Treatment Overview
Ganglions
usually do not need treatment. Because a ganglion is not cancerous and may
disappear with time, your doctor may recommend watching the ganglion to be sure
nothing serious develops while waiting for it to go away.
Treatment may be needed when a ganglion:
- Causes pain. The pain may be aching rather than
sharp and may increase with activity.
- Interferes with activity.
Ganglions may weaken your grip or limit
joint motion.
- Affects sensation by
pressing on or irritating a nerve. You may feel tingling in your fingers,
hands, or forearms.
- Becomes infected. This is more common with
osteoarthritis
mucous cysts.
- Is
unsightly.
- Affects the wrist bones, finger bones, or
ligaments.
Nonsurgical treatment is usually
tried first. It may include:
- Wearing a wrist or finger splint off and on for
several weeks. This limits movement of the wrist or hand, which helps reduce
the fluid that collects within the ganglion sac. This may be all that is needed
for the ganglion to shrink and disappear on its own. Do not put the splint on
too tight because it can affect the blood supply to the wrist and hand. Signs
that the splint is too tight include numbness, tingling, increased pain, or
coolness in the hand. Constantly wearing a splint for more than a few days may
also cause muscle wasting, known as atrophy.
- Massaging the
ganglion. Rubbing the ganglion gently but often during the day may help move
the fluid out of the sac. Do not smash a ganglion with a book or other heavy
object. You may break a bone or otherwise injure your wrist by trying this folk
remedy, and the ganglion may return anyway.
- Draining the fluid
from the ganglion with a needle (aspiration). This may be followed by a
corticosteroid injection. This treatment is rarely a
permanent solution because the ganglion sac remains intact and will usually
fill again, causing the bump to return. A doctor may pierce the ganglion sac
with the sterile needle three or four times so the sac will collapse
completely.
Infection is possible after this procedure.
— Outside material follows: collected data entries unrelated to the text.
PR #335, opened 2022-09-15
feat(pkg/uefi): Add a field to adjust the offset

xaionaro:
Sometimes it is required to do calculations relatively to specific region or volume. But when we parse an UEFI image a component stores the offset inside and we want to avoid reparsing an image (it is expensive). So we add this hack which adjusts offsets without reparsing the image.


ChriMarMe (approved):

u1f35c (approved):
LGTM.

- Injecting the joint with
hydrocortisone if the ganglion occurs with
osteoarthritis (mucous cyst). This reduces inflammation and possibly
decreases the chance of the ganglion returning.
Ganglions often return. Ganglions on the wrist may return
in up to 9 out of 10 people using nonsurgical treatment.1
Surgical treatment
If a
ganglion returns after nonsurgical treatment,
surgical removal may be needed. The goal of surgery is
to remove the ganglion sac and the connecting tissue that allows the fluid to
collect. Ganglions return in about 5% to 10% of people after surgery.1 This may happen if the connecting tissue is not completely
removed. A new ganglion may also form near the site of the removed ganglion.
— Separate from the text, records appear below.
PR #340, opened 2022-11-24
Explain unexpected TPM Event Log entries.

xaionaro:
When looking at TPM EventLog it looks like we have some useful information in there. Here I just automate things I usually do when I try to blindly guess what the measurements (in TPM EventLog) mean.

# Before

```
$ go run ./cmd/pcr0tool/ sum -compare-with-eventlog ~/pcr0tool-cases/case0/tpm_eventlog -registers ~/pcr0tool-cases/case0/registers.json ~/pcr0tool-cases/case0/firmware.fd
[...]
comparing with TPM EventLog result:
	match: false
	updated ACM Policy Status: <nil>
	err: <nil>
	issues: [extra entry in EventLog of type 8 (0x8) on evIdx==1 extra entry in EventLog of type 2147483658 (0x8000000A) on evIdx==2 PCR0_DATA measurement does not match the digest reported in EventLog and unable to brute force a possible bitflip: 62F28D9962FDD86F1B79252C3362DC3B66876202 != 87560D314D6332C2A1521F405C2C00F9599B69F9]
```

# After
```
$ go run ./cmd/pcr0tool/ sum -compare-with-eventlog ~/pcr0tool-cases/case0/tpm_eventlog -registers ~/pcr0tool-cases/case0/registers.json ~/pcr0tool-cases/case0/firmware.fd
[...]
comparing with TPM EventLog result:
	match: false
	updated ACM Policy Status: <nil>
	err: <nil>
	issues:
		* unexpected entry in EventLog of type EV_S_CRTM_VERSION (0x8) on evIdx==1; log entry analysis: reproduced the digest using measurement: {{"ForceData": "0x052B10A7C7D9654181402ADDE94AF63C"}}
		* unexpected entry in EventLog of type EV_EFI_PLATFORM_FIRMWARE_BLOB2 (0x8000000A) on evIdx==2; log entry analysis: reproduced the digest using measurement: {{"Range": {"Offset":"0xac0000", "Length":"0x70000"}}}; related UEFI nodes: [bios_region volume:14E428FA-1A12-4875-B637-8B3CC87FDF07 file:968C1D9F-80C4-43B7-8CAE-668AA56C4E71 file:01FB5D53-4FF9-4AD9-ADF5-7DC63659A1B2 file:BDAD7D1A-4C48-4C75-B5BC-D002D17F6397 file:7ECD9C20-68B9-4A6F-B515-D64FF500B109 file:DACF705C-71DF-497D-AABE-10186B2E1DDE file:9B3F28D5-10A6-46C8-BA72-BD40B847A71A file:961C19BE-D1AC-4BA7-87AF-4AE0F09DF2A6 file:34989D8E-930A-4A95-AB04-2E6CFDFF6631 file:0D8039FF-49E9-4CC9-A806-BB7C31B0BCB0 file:6B844C5B-6B75-42CA-8E8E-1CB94412B59B file:1C8B7F78-1699-40E6-AF33-9B995D16B043 file:89E549B0-7CFE-449D-9BA3-10D8B2312D71 file:39E8CA1A-7A69-4A73-834A-D06381933286 file:D9DDCFF2-215A-480A-AA63-1DF1F5EDBC01 file:8ED25ADD-7C2D-4326-9186-85CCF74C79F6 file:9525E7F7-93CE-4094-B42A-F0DF7E2CF951]
		* unexpected entry in EventLog of type EV_EFI_PLATFORM_FIRMWARE_BLOB2 (0x8000000A) on evIdx==3; log entry analysis: reproduced the digest using measurement: {{"Range": {"Offset":"0x9bf000", "Length":"0x40000"}}}; related UEFI nodes: [bios_region volume:013B9639-D6D5-410F-B7A9-F9173C56ECDA file:0EC4EC45-128B-4B1A-82B5-17BB9344E94B]
		* missing entry (for measurement 'PCR0_DATA') in EventLog (expected event types are: 7 (0x7))
```

Specifically nice to see this stuff:
* `reproduced the digest using measurement: {{"ForceData": "0x052B10A7C7D9654181402ADDE94AF63C"}}`
* `reproduced the digest using measurement: {{"Range": {"Offset":"0xac0000", "Length":"0x70000"}}}`

Indeed:
```
[xaionaro@void typing]$ echo 0x052B10A7C7D9654181402ADDE94AF63C | xxd -r -p | sha1sum
f51bcf65d76500bd86d20b17f5b193fcd4b3b480  -
```
(which matches the Digest in the EventLog entry)

and
```
[xaionaro@void typing]$ dd status=none if=~/pcr0tool-cases/case0/firmware.fd of=/dev/stdout skip=$((16#AC)) count=$((16#7)) bs=$((16#10000)) | sha1sum
5044624aef06c5993bc11d6b6c340600e5c233bf  -
```

This is the entries in from the Log:
```
#                   : 1
PCR index           : 0
Event Type          : 8
Hash Algorithm      : 4
Digest              : F51BCF65D76500BD86D20B17F5B193FCD4B3B480
Data                : ([]uint8) (len=16 cap=16) {
    > 00000000  05 2b 10 a7 c7 d9 65 41  81 40 2a dd e9 4a f6 3c  |.+....eA.@*..J.<|
}
#                   : 2
PCR index           : 0
Event Type          : 2147483658
Hash Algorithm      : 4
Digest              : 5044624AEF06C5993BC11D6B6C340600E5C233BF
Data                : ([]uint8) (len=35 cap=35) {
    > 00000000  12 46 56 5f 42 42 5f 41  46 54 45 52 5f 4d 45 4d  |.FV_BB_AFTER_MEM|
    > 00000010  4f 52 59 00 00 ac ff 00  00 00 00 00 00 07 00 00  |ORY.............|
    > 00000020  00 00 00                                          |...|
}
```

### DIFF
--- a/cmd/pcr0tool/commands/sum/command.go
+++ b/cmd/pcr0tool/commands/sum/command.go
@@ -178,13 +178,13 @@ func (cmd Command) Execute(args []string) {
 	}
 }
 
-func formatIssues(issues []pcrbruteforcer.Issue, intend string) string {
+func formatIssues(issues []pcrbruteforcer.Issue, indent string) string {
 	if len(issues) == 0 {
-		return intend + "NONE"
+		return indent + "NONE"
 	}
 	var result strings.Builder
 	for _, issue := range issues {
-		result.WriteString(fmt.Sprintf("%s* %s\n", intend, issue.Error()))
+		result.WriteString(fmt.Sprintf("%s* %s\n", indent, issue.Error()))
 	}
 	return result.String()
 }
--- a/cmd/pcr0tool/commands/sum/command.go
+++ b/cmd/pcr0tool/commands/sum/command.go
@@ -173,7 +173,18 @@ func (cmd Command) Execute(args []string) {
 		tpmEventLog, err := tpmeventlog.Parse(f)
 		assertNoError(err)
 		match, updatedACMPolicyStatus, issues, err := pcrbruteforcer.ReproduceEventLog(tpmEventLog, tpmeventlog.TPMAlgorithmSHA1, measurements, firmware.Buf(), pcrbruteforcer.DefaultSettingsReproduceEventLog())
-		fmt.Printf("comparing with TPM EventLog result:\n\tmatch: %v\n\tupdated ACM Policy Status: %v\n\terr: %v\n\tissues: %v\n",
-			match, updatedACMPolicyStatus, err, issues)
+		fmt.Printf("comparing with TPM EventLog result:\n\tmatch: %v\n\tupdated ACM Policy Status: %v\n\terr: %v\n\tissues:\n%s\n",
+			match, updatedACMPolicyStatus, err, formatIssues(issues, "\t\t"))
 	}
+}
+
+func formatIssues(issues []pcrbruteforcer.Issue, intend string) string {
+	if len(issues) == 0 {
+		return "NONE"
+	}
+	var result strings.Builder
+	for _, issue := range issues {
+		result.WriteString(fmt.Sprintf("%s* %s\n", intend, issue.Error()))
+	}
+	return result.String()
 }
--- a/cmd/pcr0tool/commands/sum/command.go
+++ b/cmd/pcr0tool/commands/sum/command.go
@@ -180,7 +180,7 @@ func (cmd Command) Execute(args []string) {
 
 func formatIssues(issues []pcrbruteforcer.Issue, intend string) string {
 	if len(issues) == 0 {
-		return "NONE"
+		return intend + "NONE"
 	}
 	var result strings.Builder
 	for _, issue := range issues {
--- a/pkg/pcrbruteforcer/analyze_unexpected_log_entry.go
+++ b/pkg/pcrbruteforcer/analyze_unexpected_log_entry.go
@@ -1,0 +1,211 @@
+package pcrbruteforcer
+
+import (
+	"bytes"
+	"fmt"
+	"strings"
+
+	"github.com/9elements/converged-security-suite/v2/pkg/diff"
+	"github.com/9elements/converged-security-suite/v2/pkg/pcr"
+	"github.com/9elements/converged-security-suite/v2/pkg/tpmeventlog"
+	"github.com/9elements/converged-security-suite/v2/pkg/uefi"
+	"github.com/9elements/converged-security-suite/v2/pkg/uefi/ffs"
+	pkgbytes "github.com/linuxboot/fiano/pkg/bytes"
+)
+
+const (
+	PhysAddrBase = tpmeventlog.PhysAddrBase
+)
+
+type logEntryExplanation struct {
+	Measurement     *pcr.Measurement
+	RelatedNodes    []diff.NodeInfo
+	EventDataParsed *tpmeventlog.EventDataParsed
+}
+
+func formatMeasurement(m pcr.Measurement) string {
+	var result []string
+	for _, chunk := range m.Data {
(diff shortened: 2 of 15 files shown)


cmd/pcr0tool/commands/sum/command.go
```diff
@@ -173,7 +173,18 @@ func (cmd Command) Execute(args []string) {
...
-		fmt.Printf("comparing with TPM EventLog result:\n\tmatch: %v\n\tupdated ACM Policy Status: %v\n\terr: %v\n\tissues: %v\n",
-			match, updatedACMPolicyStatus, err, issues)
+		fmt.Printf("comparing with TPM EventLog result:\n\tmatch: %v\n\tupdated ACM Policy Status: %v\n\terr: %v\n\tissues:\n%s\n",
+			match, updatedACMPolicyStatus, err, formatIssues(issues, "\t\t"))
 	}
 }
+
+func formatIssues(issues []pcrbruteforcer.Issue, intend string) string {
+	if len(issues) == 0 {
+		return "NONE"
```
u1f35c, line 183: Should this be prefixed with intend?

pkg/pcrbruteforcer/analyze_unexpected_log_entry.go
```diff
@@ -0,0 +1,211 @@
...
+	if expectedMeasurement != nil {
+		measurementID = expectedMeasurement.ID
+	}
+	measurement := &pcr.Measurement{
+		ID:   measurementID,
+		Data: chunks,
+	}
+	h, err := ev.Digest.HashAlgo.Hash()
+	if err != nil {
+		panic(err) // should never happen
```
u1f35c, line 134: Can we avoid adding panics to the code? Even if they should never happen they turn up and kill the service.

xaionaro: Considering it should never happen it seems unreasonable to make the signature of the function more complex and require to process errors (which will never happen) upper-side. But this is not a strong opinion, so feel free to insist ( then will fix :) )

cmd/pcr0tool/commands/sum/command.go
xaionaro: Good catch.

pkg/pcrbruteforcer/analyze_unexpected_log_entry.go
u1f35c: If it's never going to happen then can we not either ignore the error, or just return nil?

Given it looks like this could only fail if we fail to create a Hash object or calculate a digest (below) this shouldn't be affected by untrusted BIOS image input, and really shouldn't fail, so I'll not push hard for the removal of the panic.

xaionaro: > If it's never going to happen then can we not either ignore the error, or just return nil?

Personally I hate silent errors even more than panics :)
This error should never happen by design. But since an error value is returned by this function and I have choice to:
* Process it everywhere expecting to never happen (and thus complicate code without reason).
* Ignore it.
* Panic.

My priorities are:
panic > process > ignore

If I'm wrong about "should never happen by design" then better to surface the error than silently ignore it. In future we should be able to add go-belt observability into the application and replace this `panic(err)` with harmless `errmon.ObserveError(err)`.

cmd/pcr0tool/commands/sum/command.go
xaionaro: Fixed.

u1f35c (approved):

zaolin (approved):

Infection and injury to other tissues are rare, but possible, risks of
surgery.
A
mucous cyst ganglion is treated by removing the
ganglion fluid (aspiration) or surgical removal. Bone spurs (small,
bony growths that form along a
joint) are often present in the joint next to a mucous
cyst, and removing bone spurs makes it less likely that the cyst will return.
The chance of infection is higher in mucous cysts.
What to Think About
Ganglions are the most common
noncancerous soft-tissue bumps on the hands and wrists. Ganglions are usually
painless and do not cause other symptoms. After being reassured that the
ganglion is not a symptom of a more serious condition, many people do not seek
further treatment.
Ganglions may disappear without any treatment
and may return with or without treatment.
Some people seek
treatment for their ganglion because it is unpleasant to look at.